What the exercise asks =>
Please return only the lines from the one holding "- Remove the" through the one holding "When switching Instagram accounts via", exactly as they appear in the records below, both ends included.

━━ Dataset content ━━

Issue #137, opened 2026-04-14
Keyboard builder duplication — three nearly-identical implementations


chrisrogers37:
## Summary

There are three separate keyboard-building functions with overlapping logic:

1. **`TelegramNotificationService._build_keyboard()`** — used for initial message sends
2. **`telegram_utils.build_queue_action_keyboard()`** — standalone version with nearly identical logic
3. **`telegram_utils.build_error_recovery_keyboard()`** — error variant (swaps Auto Post for Retry, removes account selector)

The first two are functionally identical but maintained separately, creating drift risk. If a button is added/changed in one, the other must be updated manually.

## Location

- `src/services/core/telegram_notification.py` — `_build_keyboard()` (lines ~165-223)
- `src/services/core/telegram_utils.py` — `build_queue_action_keyboard()` and `build_error_recovery_keyboard()` (lines ~216-262)

## Impact

- Code duplication increases maintenance burden
- Button layout changes need to be applied in multiple places
- Error recovery keyboard already drifts from standard keyboard (no account selector)

## Suggested Fix

Consolidate into a single `build_keyboard()` function in `telegram_utils.py` with parameters for variants:
- `error_recovery: bool = False` — swaps Auto Post for Retry
- `include_account_selector: bool = True` — optionally omits account button
- Remove the duplicate in `TelegramNotificationService` and call the shared function

---
🤖 Generated by tech-debt scan · Focus: verbose display and logging

PR #143, opened 2026-04-14
Fix stale account captions + add cycle switcher (#140, #141)

### LINKED ISSUE #140: Multi-account select: stale captions on pending messages after account switch
## Problem

When switching Instagram accounts via the inline selector, only the message you clicked updates. All other pending messages continue showing the old account name in their captions and button labels — even though the database has already switched globally.

This creates a confusing state where 5 pending posts might show "Account: Primary" but the system will actually post to "Secondary" when you click Auto Post or mark as Posted.

## Current Flow (Confusing)

1. Messages A, B, C all show "📸 Account: Primary" (set at send time)
2. User clicks account selector on Message A → picks "Secondary"
3. `switch_account()` updates `chat_settings.active_instagram_account_id` globally
4. Message A rebuilds: shows "📸 Account: Secondary" ✅
5. Messages B, C still show "📸 Account: Primary" ❌ (stale)
6. User clicks "Auto Post" on Message B → it posts to Secondary (the DB state), but caption said Primary

## Root Cause

- Active account is stored **globally per chat** in `chat_settings.active_instagram_account_id` — not per queue item
- Captions are rendered at send time and never auto-refreshed
- `rebuild_posting_workflow()` in `telegram_accounts.py:402-441` only rebuilds the single message where the user clicked

## Proposed Enhancement

**Option A (Recommended): Batch-update all pending messages on account switch**

After `switch_account()` completes, iterate over all pending queue items with `telegram_message_id` set, rebuild their captions and keyboards with the new active account. This keeps the UI truthful.

Key implementation points:
- In `handle_post_account_switch()` (`telegram_accounts.py:321-401`), after rebuilding the current message, query all pending queue items for the chat
- For each, call `bot.edit_message_caption()` with the rebuilt caption and keyboard
- Rate-limit edits to avoid Telegram API throttling (30 msg/sec limit)

**Option B: Store account per queue item**

Add `instagram_account_id` to `posting_queue` model. Each queue item remembers which account it should post to. Account button on each message only changes that item's account, not the global setting.

This is more correct but a larger change — requires migration, scheduler updates, and autopost handler changes.

## Impact

- **Impact**: High — directly confuses users about which account content will post to
- **Effort**: Medium (Option A) / High (Option B)
- **Risk**: Low (Option A) / Medium (Option B — migration required)

---
🤖 Generated by product-enhance scan

### LINKED ISSUE #141: Multi-account select: simplify the account switching interaction
## Problem

Switching accounts requires a multi-step navigation flow that feels heavy for a frequent action:

1. Click "📸 Account Name" button on the post
2. Wait for selector menu to load (replaces all buttons)
3. Click desired account
4. Menu rebuilds with updated checkmark
5. Click "Back to Post" to return to the posting workflow

This is 3-4 taps and two screen redraws for what should be a quick toggle.

## Current Implementation

- `handle_post_account_selector()` (`telegram_accounts.py:231-319`) replaces the entire keyboard with account list + Back button
- `handle_post_account_switch()` (`telegram_accounts.py:321-401`) switches globally, then re-renders the selector menu (not the post)
- `rebuild_posting_workflow()` (`telegram_accounts.py:402-441`) only called when "Back to Post" is clicked

## Proposed Enhancement

**For users with 2-3 accounts (common case):** Replace the submenu with a single-tap cycle button.

- Current: `📸 Primary` → opens submenu
- Proposed: `📸 Primary` → taps cycle to `📸 Secondary` → taps cycle to `📸 Business` → wraps around

Implementation:
- If `account_count <= 3`: use cycle behavior (callback switches to next account + rebuilds inline)
- If `account_count > 3`: keep current submenu (too many to cycle through)
- Cycle callback: `cycle_account:{queue_id}` → finds next active account after current, wraps around

This eliminates the submenu entirely for the common case and removes the "Back to Post" step.

## Impact

- **Impact**: Medium — reduces friction on a frequent interaction
- **Effort**: Low — single new callback handler + conditional in keyboard builder
- **Risk**: Low — additive change, doesn't break existing flow for 4+ accounts

---
🤖 Generated by product-enhance scan

chrisrogers37:
## Summary

- **Batch-update pending messages on account switch** — When switching Instagram accounts, all pending notification captions and button labels now update to reflect the new account. Previously only the clicked message updated, leaving other posts showing the old account name.
- **Single-tap account cycle for 2-3 accounts** — Account button now cycles through accounts with one tap instead of opening a submenu. Submenu preserved for 4+ accounts.
- **Consolidated keyboard builder** — `_build_keyboard()` in notification service now delegates to shared `build_queue_action_keyboard()`, eliminating duplicate implementation.
- **Efficiency** — Added `count_active_accounts()` (single COUNT query) to avoid fetching full account data when only the count is needed. Threaded `account_count` through methods to avoid redundant DB queries.

## Test plan

- [ ] Switch account on a post with 2+ pending messages — verify all messages update
- [ ] With 2-3 accounts, verify account button cycles instead of opening submenu
- [ ] With 4+ accounts, verify submenu behavior preserved
- [ ] Verify "Back" button in callbacks rebuilds with correct account
- [ ] Verify autopost still works after account switch

Closes #140, closes #141, partial #137

### DIFF
--- a/CHANGELOG.md
+++ b/CHANGELOG.md
@@ -7,6 +7,12 @@ and this project adheres to [Semantic Versioning](https://semver.org/spec/v2.0.0
 
 ## [Unreleased]
 
+### Changed — Multi-Account UX Improvements (#140, #141)
+
+- **Batch-update pending messages on account switch** — When switching Instagram accounts, all pending notification captions and button labels now update to reflect the new account. Previously only the message where you clicked updated, leaving other pending posts showing the old account name. (#140)
+- **Single-tap account cycle for 2-3 accounts** — The account selector button now cycles through accounts with one tap instead of opening a submenu. For users with 4+ accounts, the submenu is preserved. (#141)
+- **Consolidated keyboard builder** — `TelegramNotificationService._build_keyboard()` now delegates to the shared `build_queue_action_keyboard()` utility, eliminating a duplicate keyboard implementation. (#137 partial)
+
 ### Fixed — Worker Crash in Cloud Storage Cleanup
 
 - **Fix fatal AttributeError in cleanup loop** — `cleanup_cloud_storage_loop` called `cleanup_transactions()` on a `MediaRepository`, but that method only exists on `BaseService`. Replaced with the correct `end_read_transaction()` call. This crash killed the entire worker process after the first hourly cleanup cycle.
--- a/src/repositories/queue_repository.py
+++ b/src/repositories/queue_repository.py
@@ -314,6 +314,33 @@ class QueueRepository(BaseRepository):
 
         return len(abandoned)
 
+    def get_pending_with_telegram_message(
+        self, telegram_chat_id: int
+    ) -> List[PostingQueue]:
+        """Get pending/processing queue items that have been sent to Telegram.
+
+        Used to find all active notifications for a chat so their captions
+        and keyboards can be batch-updated (e.g., after an account switch).
+
+        Args:
+            telegram_chat_id: The Telegram chat ID to filter by
+
+        Returns:
+            List of PostingQueue items with telegram_message_id set
+        """
+        result = (
+            self.db.query(PostingQueue)
+            .filter(
+                PostingQueue.telegram_chat_id == telegram_chat_id,
+                PostingQueue.telegram_message_id.isnot(None),
+                PostingQueue.status.in_(["pending", "processing"]),
+            )
+            .order_by(PostingQueue.scheduled_for.asc())
+            .all()
+        )
+        self.end_read_transaction()
+        return result
+
     def delete_all_pending(self, chat_settings_id: Optional[str] = None) -> int:
         """Delete all pending queue items. Returns count of deleted items."""
         count = (
--- a/src/services/core/instagram_account_service.py
+++ b/src/services/core/instagram_account_service.py
@@ -490,6 +490,10 @@ class InstagramAccountService(BaseService):
 
             return account
 
+    def count_active_accounts(self) -> int:
+        """Count active Instagram accounts (lightweight, single COUNT query)."""
+        return self.account_repo.count_active()
+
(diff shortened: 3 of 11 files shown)


chrisrogers37 (commented):
## Review: Fix stale account captions + cycle switcher

Clean, well-scoped fixes. The batch-update approach is the right call — query all pending notifications, edit them in one pass, skip the triggering message. The cycle switcher logic is simple and the guard for <2 accounts in `handle_cycle_account` is correct.

---

### Suggestion: Move inline import to top of file

**`src/services/core/telegram_notification.py` — inside `send_notification()`**

```python
from src.services.core.telegram_utils import build_queue_action_keyboard
```

Placed inside the method body. No circular import issue exists (the removed imports were from the `telegram` package, not from `telegram_notification`). Move it to the top of the file with the other imports.

---

### Suggestion: Acknowledge Telegram rate limit risk in batch loop

**`src/services/core/telegram_accounts.py` — `_batch_update_pending_captions()`**

Batch-editing N messages in a tight loop can hit Telegram's rate limits (~20 inline edits/minute per chat) once a user accumulates many pending posts. The broad `except Exception` correctly swallows these without crashing — this degrades gracefully — but a brief comment acknowledging the rate-limit case would help the next reader understand why errors are dropped rather than re-raised.

---

### Nit: Test coverage gap

No automated tests for the new cycle/batch behavior. Both paths are testable: mock `get_pending_with_telegram_message` returning N items, assert `edit_message_caption` called N-1 times (excluding the triggering message). Worth a follow-up.

---

### What's working well

- `count_active()` exists in the repo (line 144) — the COUNT-query efficiency improvement is real
- `account_count=0` default safely falls back to submenu for callers that don't pass it
- Stale-message direction (adding accounts → old messages stay on submenu until next switch) degrades gracefully into existing UX
- Removing `_build_keyboard()` from notification service is a clean deduplication

**Verdict: Approved.** Two suggestions, no blockers.

PR #147, opened 2026-04-14
Add Telegram alert when background task crashes (#132)

### LINKED ISSUE #132: Add Telegram alert when background task crashes
## Context

PR #130 added a `_guarded()` wrapper around all background loops in `src/main.py` so that a crash in one loop doesn't kill the entire worker (via `asyncio.gather()`). However, currently `_guarded()` only logs `CRITICAL` — there's no active notification.

During the April 10 outage, the worker was dead for 2+ days before anyone noticed. With `_guarded()`, the worker would survive but the crashed loop would silently stop. The scheduler could die and posting would stop with no alert.

## Desired Behavior

When `_guarded()` catches an unhandled exception, send a Telegram message to the admin chat:

```
⚠️ Background task '{name}' crashed: {error}
Worker is still running but this loop has stopped.
```

## Implementation Notes

- `_guarded()` is at `src/main.py:33` 
- It needs access to a `TelegramService` instance (or just the bot + admin chat ID)
- Keep it simple — don't let notification failures mask the original crash
- Consider: should the loop restart after logging, or stay dead? Restarting risks infinite crash loops; staying dead risks silent degradation

## Acceptance Criteria

- [ ] Admin Telegram chat receives a message when any background task crashes
- [ ] Notification failure doesn't mask or suppress the original crash log
- [ ] Tests cover the notification path

chrisrogers37:
## Summary

- **Crash alerts via Telegram** — When `_guarded()` catches an unhandled exception in any background loop, it sends a message to the admin chat: task name, error type, truncated message
- **Alert failures isolated** — If the Telegram notification itself fails, it's logged at ERROR but never masks the original CRITICAL crash log
- **All 5 guarded loops wired up** — scheduler, lock_cleanup, cloud_cleanup, media_sync, transaction_cleanup all pass `bot=telegram_service.bot`
- **5 new tests** — crash logging, alert sending, no-bot fallback, alert failure isolation, CancelledError propagation

## Test plan

- [ ] Kill a background loop (e.g., disconnect DB mid-sync) — verify Telegram alert arrives
- [ ] Verify worker stays alive after one loop crashes
- [ ] Verify alert includes task name and error message
- [ ] Simulate Telegram API down during crash — verify original error still logged

Closes #132

### DIFF
--- a/CHANGELOG.md
+++ b/CHANGELOG.md
@@ -7,6 +7,10 @@ and this project adheres to [Semantic Versioning](https://semver.org/spec/v2.0.0
 
 ## [Unreleased]
 
+### Added — Telegram Crash Alerts (#132)
+
+- **Send Telegram alert when a background task crashes** — `_guarded()` now sends a message to the admin chat when any background loop (scheduler, lock cleanup, cloud cleanup, media sync, transaction cleanup) crashes. The worker stays alive but the user is immediately notified which loop stopped. Alert failures are caught separately so they never mask the original crash.
+
 ### Changed — Keyboard Builder Consolidation (#137)
 
 - **Merge `build_error_recovery_keyboard` into `build_queue_action_keyboard`** — The two near-identical keyboard builders are now one function with an `error_recovery` parameter. Error recovery mode shows "Retry Auto Post" instead of "Auto Post" and hides the account selector.
--- a/src/main.py
+++ b/src/main.py
@@ -30,18 +30,34 @@ SERVICE_RUNS_RETENTION_DAYS = 7
 RETENTION_INTERVAL_TICKS = 60
 
 
-async def _guarded(name: str, coro: Coroutine) -> None:
+async def _guarded(name: str, coro: Coroutine, *, bot=None) -> None:
     """Run a coroutine and log (not propagate) unhandled exceptions.
 
     Prevents a crash in one background loop from killing the whole worker
-    via asyncio.gather().
+    via asyncio.gather(). When a bot instance is provided, sends a Telegram
+    alert to the admin chat so crashes aren't silent.
     """
     try:
         await coro
     except asyncio.CancelledError:
         raise  # let shutdown propagate
-    except Exception:
+    except Exception as exc:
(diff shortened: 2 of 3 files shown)


chrisrogers37 (commented):
## Review: Add Telegram crash alerts for background tasks

Clean, well-structured feature. The isolation contract is right: crash always logged at CRITICAL, alert is best-effort, `CancelledError` propagates, alert failure never masks the original log.

---

### Suggestion: Backtick in exception message can silently drop the Telegram alert

**`src/main.py` — `_guarded()`**

```python
f"Error: `{type(exc).__name__}: {str(exc)[:200]}`\n\n"
```

With `parse_mode="Markdown"`, if `str(exc)` contains a backtick, Telegram's parser may reject the message and `send_message` raises — which is caught by the inner `except Exception` and logged at ERROR. The crash is never truly silent (CRITICAL still fires), but the alert itself is swallowed exactly when the error message is unusual. Two easy fixes:

**Option A — strip backticks from the error string:**
```python
safe_msg = str(exc)[:200].replace("`", "'")
f"Error: `{type(exc).__name__}: {safe_msg}`\n\n"
```

**Option B — drop `parse_mode` entirely (plain text):**
```python
text=(
    f"⚠️ Background task crashed\n\n"
    f"Task: {name}\n"
    f"Error: {type(exc).__name__}: {str(exc)[:200]}\n\n"
    f"Worker is still running but this loop has stopped."
),
# no parse_mode
```
Plain text sidesteps the Markdown parsing risk entirely.

---

### What's working well

- `ADMIN_TELEGRAM_CHAT_ID: int` is a required Pydantic field — validated at startup, can't be None at runtime
- Keyword-only `*, bot=None` signature is the right API shape — callers can't accidentally pass it positionally
- All 5 task wiring calls in `main_async()` are consistent
- Test coverage is thorough: crash logging, alert send, no-bot fallback, alert failure isolation, `CancelledError` propagation — all 5 paths covered
- Alert failure logged at ERROR (not DEBUG/WARNING) — appropriately visible if Telegram is down during a crash

**Verdict: Approved.** One suggestion (Markdown safety), no blockers.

━━━

Response box =>
- Remove the duplicate in `TelegramNotificationService` and call the shared function

---
🤖 Generated by tech-debt scan · Focus: verbose display and logging

PR #143, opened 2026-04-14
Fix stale account captions + add cycle switcher (#140, #141)

### LINKED ISSUE #140: Multi-account select: stale captions on pending messages after account switch
## Problem

When switching Instagram accounts via the inline selector, only the message you clicked updates. All other pending messages continue showing the old account name in their captions and button labels — even though the database has already switched globally.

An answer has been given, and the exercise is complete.